EXERCISE DIRECTIONS
What is needed is every line of the data that includes the word "cases". Please copy each one.

Stored data entries
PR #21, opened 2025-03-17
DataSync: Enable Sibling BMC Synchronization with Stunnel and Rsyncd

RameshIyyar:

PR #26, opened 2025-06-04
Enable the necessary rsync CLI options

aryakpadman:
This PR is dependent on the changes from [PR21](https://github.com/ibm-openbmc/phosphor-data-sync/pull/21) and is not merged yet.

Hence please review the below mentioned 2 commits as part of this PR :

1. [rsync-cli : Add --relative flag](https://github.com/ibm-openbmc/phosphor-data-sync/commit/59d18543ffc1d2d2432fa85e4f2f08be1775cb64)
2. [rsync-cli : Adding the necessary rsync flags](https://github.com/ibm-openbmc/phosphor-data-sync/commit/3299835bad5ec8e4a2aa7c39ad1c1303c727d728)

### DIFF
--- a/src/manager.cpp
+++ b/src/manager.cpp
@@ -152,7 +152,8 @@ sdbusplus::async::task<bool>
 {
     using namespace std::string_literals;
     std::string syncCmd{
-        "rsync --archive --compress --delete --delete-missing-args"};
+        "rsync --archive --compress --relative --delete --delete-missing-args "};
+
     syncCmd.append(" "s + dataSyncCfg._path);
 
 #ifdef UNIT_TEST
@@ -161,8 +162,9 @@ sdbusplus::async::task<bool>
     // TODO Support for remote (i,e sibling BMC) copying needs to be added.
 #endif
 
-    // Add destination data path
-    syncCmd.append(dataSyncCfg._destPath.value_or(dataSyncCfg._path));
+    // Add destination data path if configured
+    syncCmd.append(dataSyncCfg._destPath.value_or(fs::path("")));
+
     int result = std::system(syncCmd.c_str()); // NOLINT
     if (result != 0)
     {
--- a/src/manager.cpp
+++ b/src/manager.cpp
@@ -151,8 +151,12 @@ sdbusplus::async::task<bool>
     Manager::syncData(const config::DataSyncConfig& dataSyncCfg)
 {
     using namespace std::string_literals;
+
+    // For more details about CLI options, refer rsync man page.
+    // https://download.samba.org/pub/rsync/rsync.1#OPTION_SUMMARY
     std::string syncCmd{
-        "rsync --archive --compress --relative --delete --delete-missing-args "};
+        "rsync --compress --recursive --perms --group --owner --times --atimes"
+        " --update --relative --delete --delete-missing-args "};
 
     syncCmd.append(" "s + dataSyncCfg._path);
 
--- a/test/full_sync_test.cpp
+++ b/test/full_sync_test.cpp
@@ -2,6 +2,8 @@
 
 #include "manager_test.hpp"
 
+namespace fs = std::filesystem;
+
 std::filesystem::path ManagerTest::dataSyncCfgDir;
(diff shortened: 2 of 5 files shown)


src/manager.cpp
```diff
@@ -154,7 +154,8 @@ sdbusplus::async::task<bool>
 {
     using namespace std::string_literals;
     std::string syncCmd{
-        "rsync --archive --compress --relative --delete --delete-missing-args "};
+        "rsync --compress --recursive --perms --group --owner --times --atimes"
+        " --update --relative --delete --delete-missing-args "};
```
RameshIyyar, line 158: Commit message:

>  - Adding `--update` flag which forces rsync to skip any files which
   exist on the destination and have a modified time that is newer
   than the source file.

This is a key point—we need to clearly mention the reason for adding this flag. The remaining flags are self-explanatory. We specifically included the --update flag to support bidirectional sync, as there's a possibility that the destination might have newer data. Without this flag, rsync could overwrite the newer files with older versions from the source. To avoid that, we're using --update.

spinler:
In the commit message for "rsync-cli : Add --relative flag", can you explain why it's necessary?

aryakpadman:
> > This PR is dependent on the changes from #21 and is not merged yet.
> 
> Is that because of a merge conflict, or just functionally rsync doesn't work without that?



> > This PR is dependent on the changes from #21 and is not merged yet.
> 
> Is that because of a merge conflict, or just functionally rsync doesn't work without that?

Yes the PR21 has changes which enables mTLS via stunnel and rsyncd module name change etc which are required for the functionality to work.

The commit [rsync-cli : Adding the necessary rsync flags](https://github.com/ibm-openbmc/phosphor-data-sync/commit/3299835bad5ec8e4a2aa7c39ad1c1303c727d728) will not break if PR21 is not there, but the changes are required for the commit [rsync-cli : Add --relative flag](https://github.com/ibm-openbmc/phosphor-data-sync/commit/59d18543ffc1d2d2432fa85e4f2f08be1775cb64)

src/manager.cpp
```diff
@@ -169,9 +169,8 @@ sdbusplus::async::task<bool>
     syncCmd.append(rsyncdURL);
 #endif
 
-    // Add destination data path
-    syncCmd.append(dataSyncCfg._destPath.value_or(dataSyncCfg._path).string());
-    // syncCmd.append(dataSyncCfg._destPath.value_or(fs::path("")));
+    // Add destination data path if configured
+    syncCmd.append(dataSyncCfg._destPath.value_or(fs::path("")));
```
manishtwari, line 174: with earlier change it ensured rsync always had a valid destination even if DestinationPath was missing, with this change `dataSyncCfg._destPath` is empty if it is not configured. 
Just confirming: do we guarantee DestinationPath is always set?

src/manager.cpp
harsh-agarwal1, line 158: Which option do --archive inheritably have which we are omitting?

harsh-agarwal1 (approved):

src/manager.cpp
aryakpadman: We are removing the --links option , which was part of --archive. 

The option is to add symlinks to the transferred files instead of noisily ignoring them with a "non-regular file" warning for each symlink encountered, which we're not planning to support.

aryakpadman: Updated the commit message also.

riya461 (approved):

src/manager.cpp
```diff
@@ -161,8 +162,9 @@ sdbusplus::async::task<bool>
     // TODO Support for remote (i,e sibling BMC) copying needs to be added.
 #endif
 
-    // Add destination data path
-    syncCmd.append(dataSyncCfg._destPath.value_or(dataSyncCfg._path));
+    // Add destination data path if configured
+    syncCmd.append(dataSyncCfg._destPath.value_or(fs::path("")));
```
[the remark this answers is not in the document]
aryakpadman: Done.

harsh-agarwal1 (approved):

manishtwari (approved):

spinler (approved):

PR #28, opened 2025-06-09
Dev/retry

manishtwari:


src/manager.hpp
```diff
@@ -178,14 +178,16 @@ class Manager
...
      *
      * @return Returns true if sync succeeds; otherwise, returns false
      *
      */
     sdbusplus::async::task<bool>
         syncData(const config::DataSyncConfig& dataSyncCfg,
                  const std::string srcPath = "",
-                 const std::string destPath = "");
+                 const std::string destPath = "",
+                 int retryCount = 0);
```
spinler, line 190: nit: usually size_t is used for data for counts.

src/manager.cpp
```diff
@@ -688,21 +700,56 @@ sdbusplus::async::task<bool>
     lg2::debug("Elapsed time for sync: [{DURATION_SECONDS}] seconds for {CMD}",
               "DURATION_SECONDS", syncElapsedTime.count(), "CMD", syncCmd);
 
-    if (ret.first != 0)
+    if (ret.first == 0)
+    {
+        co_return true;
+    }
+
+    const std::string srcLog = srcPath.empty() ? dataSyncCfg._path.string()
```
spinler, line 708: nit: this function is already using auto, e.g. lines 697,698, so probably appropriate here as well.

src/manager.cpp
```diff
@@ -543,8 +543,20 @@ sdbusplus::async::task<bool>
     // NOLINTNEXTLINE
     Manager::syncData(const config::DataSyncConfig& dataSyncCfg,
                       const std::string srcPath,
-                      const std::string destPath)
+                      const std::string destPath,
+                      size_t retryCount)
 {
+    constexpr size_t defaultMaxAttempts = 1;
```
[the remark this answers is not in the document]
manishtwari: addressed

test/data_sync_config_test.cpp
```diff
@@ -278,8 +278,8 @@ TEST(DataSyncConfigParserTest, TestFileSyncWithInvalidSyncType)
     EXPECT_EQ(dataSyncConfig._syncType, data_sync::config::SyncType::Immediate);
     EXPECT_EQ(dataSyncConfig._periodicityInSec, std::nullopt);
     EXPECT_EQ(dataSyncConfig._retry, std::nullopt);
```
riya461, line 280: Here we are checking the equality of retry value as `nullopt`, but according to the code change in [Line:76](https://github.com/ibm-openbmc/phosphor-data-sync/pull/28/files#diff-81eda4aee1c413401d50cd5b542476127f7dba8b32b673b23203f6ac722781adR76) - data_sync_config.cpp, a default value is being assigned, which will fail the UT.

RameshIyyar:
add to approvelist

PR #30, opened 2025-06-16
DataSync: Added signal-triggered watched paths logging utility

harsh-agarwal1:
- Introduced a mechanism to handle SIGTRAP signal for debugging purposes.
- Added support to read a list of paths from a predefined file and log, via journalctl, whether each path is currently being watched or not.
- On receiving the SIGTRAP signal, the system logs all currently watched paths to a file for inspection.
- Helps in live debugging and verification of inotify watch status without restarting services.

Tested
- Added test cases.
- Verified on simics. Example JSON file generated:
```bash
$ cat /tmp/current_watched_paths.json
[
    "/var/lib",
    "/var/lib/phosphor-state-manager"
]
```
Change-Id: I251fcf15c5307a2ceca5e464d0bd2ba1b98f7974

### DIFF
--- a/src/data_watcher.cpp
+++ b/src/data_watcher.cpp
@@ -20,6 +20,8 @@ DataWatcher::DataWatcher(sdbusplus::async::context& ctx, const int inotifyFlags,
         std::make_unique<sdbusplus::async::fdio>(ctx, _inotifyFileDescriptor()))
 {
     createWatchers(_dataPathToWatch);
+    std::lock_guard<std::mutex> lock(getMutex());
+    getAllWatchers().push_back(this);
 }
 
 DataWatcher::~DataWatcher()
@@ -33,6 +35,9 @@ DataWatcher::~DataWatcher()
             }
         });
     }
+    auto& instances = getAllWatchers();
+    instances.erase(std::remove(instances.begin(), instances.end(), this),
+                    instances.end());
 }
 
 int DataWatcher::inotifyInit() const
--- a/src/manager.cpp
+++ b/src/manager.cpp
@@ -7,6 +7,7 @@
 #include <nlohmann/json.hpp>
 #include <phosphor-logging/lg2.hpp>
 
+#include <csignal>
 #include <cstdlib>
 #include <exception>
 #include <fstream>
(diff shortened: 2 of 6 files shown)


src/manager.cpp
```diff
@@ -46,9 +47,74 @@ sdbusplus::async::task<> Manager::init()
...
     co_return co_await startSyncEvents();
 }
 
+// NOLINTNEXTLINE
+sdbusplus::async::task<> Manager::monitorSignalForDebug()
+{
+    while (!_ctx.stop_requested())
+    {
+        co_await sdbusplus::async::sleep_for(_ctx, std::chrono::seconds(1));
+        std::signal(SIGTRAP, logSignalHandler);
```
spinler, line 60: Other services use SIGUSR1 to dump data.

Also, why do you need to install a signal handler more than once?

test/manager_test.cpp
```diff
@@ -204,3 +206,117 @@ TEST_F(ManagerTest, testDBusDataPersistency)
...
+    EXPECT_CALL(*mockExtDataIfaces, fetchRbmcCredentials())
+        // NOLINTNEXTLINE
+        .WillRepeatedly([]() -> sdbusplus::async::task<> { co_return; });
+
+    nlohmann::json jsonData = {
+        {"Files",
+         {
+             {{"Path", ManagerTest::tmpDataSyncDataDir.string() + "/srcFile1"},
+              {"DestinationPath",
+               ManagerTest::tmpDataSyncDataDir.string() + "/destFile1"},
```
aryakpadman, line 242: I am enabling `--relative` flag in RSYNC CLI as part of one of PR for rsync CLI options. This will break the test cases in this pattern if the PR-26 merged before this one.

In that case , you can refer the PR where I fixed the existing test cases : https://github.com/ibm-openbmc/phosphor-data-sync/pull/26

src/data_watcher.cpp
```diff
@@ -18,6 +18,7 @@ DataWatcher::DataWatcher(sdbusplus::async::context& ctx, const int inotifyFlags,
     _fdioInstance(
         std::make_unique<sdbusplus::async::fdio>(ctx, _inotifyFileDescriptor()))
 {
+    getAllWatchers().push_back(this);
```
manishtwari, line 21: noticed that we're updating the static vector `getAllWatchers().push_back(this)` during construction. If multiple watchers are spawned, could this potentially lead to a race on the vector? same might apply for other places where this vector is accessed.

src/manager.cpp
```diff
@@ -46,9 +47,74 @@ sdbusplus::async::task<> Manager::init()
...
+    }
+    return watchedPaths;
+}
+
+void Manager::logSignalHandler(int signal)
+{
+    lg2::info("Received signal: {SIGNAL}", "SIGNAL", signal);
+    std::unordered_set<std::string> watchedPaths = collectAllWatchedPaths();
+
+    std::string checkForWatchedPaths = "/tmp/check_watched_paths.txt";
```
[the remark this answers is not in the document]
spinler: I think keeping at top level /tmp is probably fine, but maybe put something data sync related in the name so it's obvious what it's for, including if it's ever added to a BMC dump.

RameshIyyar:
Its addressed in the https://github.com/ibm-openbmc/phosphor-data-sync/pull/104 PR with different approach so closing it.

WORKED SOLUTION
- Added test cases.
aryakpadman, line 242: I am enabling `--relative` flag in RSYNC CLI as part of one of PR for rsync CLI options. This will break the test cases in this pattern if the PR-26 merged before this one.
In that case , you can refer the PR where I fixed the existing test cases : https://github.com/ibm-openbmc/phosphor-data-sync/pull/26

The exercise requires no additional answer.